Bitcoin’s fall in price raises questions about its ‘Safe Haven’ narratives
Several articles have been written about how Bitcoin’s price skyrocketed during the US-Iran tensions and the Coronavirus outbreak, but the coin seems to be following a different pattern lately. The king coin’s price dropped from the highs of around $10,500 to as low as under $9,000. BTC was trading at $8,817.08, at the time of writing.
That said, many reports have suggested that the collapse in the stock market might be correlated with Bitcoin’s price drop. This chart by Ikigai’s Travis Kling shows the correlation building between the stock market’s volatility and Bitcoin’s recent downtrend.
During a recent Block TV interview, Lou Kerner, Co-founder of CryptoOracle, was asked if he saw Bitcoin as a safe-haven asset, given the recent developments. Lou Kerner, in response, noted how just because Bitcoin is considered a safe-haven asset by people, there is no need for the coin to be 100% correlated in the other direction to where the markets are going.
Expanding on the same, Kerner stated,
“I think the longterm story for Bitcoin is that it’s a safe Haven. And you know, one of the interesting things is in a world where Coronavirus has a massive impact, I think it probably has less impact on Bitcoin than almost any other business.”

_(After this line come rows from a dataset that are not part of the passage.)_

PR #12297, opened 2025-06-16
Add max inclusion depth to esi plugin for 10.1.x

shukitchan:


cmcfarlen (approved):

shukitchan:
this is probably not needed.

PR #12302, opened 2025-06-17
stats_over_http: Add Prometheus format option

bneradt:
This adds the Prometheus format as an optional output to the stats_over_http plugin. This also adds /json, /csv, and /prometheus path suffix support in case using the Accept header is problematic.


bneradt:
[approve ci]

ezelkow1 (approved):
lgtm. Tested with both the accept header and new path options, could get the right types each time

cmcfarlen:

PR #12636, opened 2025-11-04
records:  Replace record registration macros with non macro solution.

brbzull0:
This has been in my radar for quite some time as while doing some work I came across this macros, hard to follow and easy to make a mistake, so I replaced with a more type safe/eary to read solution. 

- Replaces `REC_REGISTER_STAT_XXX` and `REC_REGISTER_CONFIG_XXX` macros with template implementations using tag dispatch to properly distinguish RecInt from RecCounter (both int64_t aliases).
- Remove unused unit test file.
- Added basic API unit test in a new file.


moonchen (approved):
Looks great.  Thanks for untangling those macros! The new unit coverage is nice.

PR #12638, opened 2025-11-04
Fix DNS error logging to use ERR_DNS_FAIL

bneradt:
Fixed a pointer comparison bug where the error_body_type string literal was compared by pointer address instead of value. This now passes the Dns_error_body constant directly so the pointer comparison succeeds and DNS errors are correctly logged as ERR_DNS_FAIL.

---

# For Review

* Dns_error_body declared here: https://github.com/apache/trafficserver/blob/0d4f77c0d250ddbadf39a63cfe434b13cf164644/src/proxy/http/HttpTransact.cc#L59
* Used here: https://github.com/apache/trafficserver/blob/0d4f77c0d250ddbadf39a63cfe434b13cf164644/src/proxy/http/HttpTransact.cc#L8058

Note that in the comparison referenced above, it was a pointer comparison rather than a string comparison. Thus it would always fail since the two always pointed to two different string literals. This change makes the pointer comparison work as expected.


masaori335 (approved):
Nice catch!

bneradt:
For 10.1.x:
https://github.com/apache/trafficserver/pull/12656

Additionally, Chamath Palihapitiya, Chairman of Virgin Galactic and founder of investment firm Social Capital, also appeared in a recent interview with CNBC and stated that Bitcoin’s prices and volumes are not necessarily event-driven. He also noted that people investing in Bitcoin by looking at different outbreaks is an “idiotic strategy.” He went on to say,
“I think a reasonable strategy is to say 1% of my net worth should be in something that is completely uncorrelated to the world and how the world works.You quietly and over some number of time, accumulate a position, and then you just never look at it again[….] it will protect you because then that thing will be hundreds of thousands or million dollars a coin.”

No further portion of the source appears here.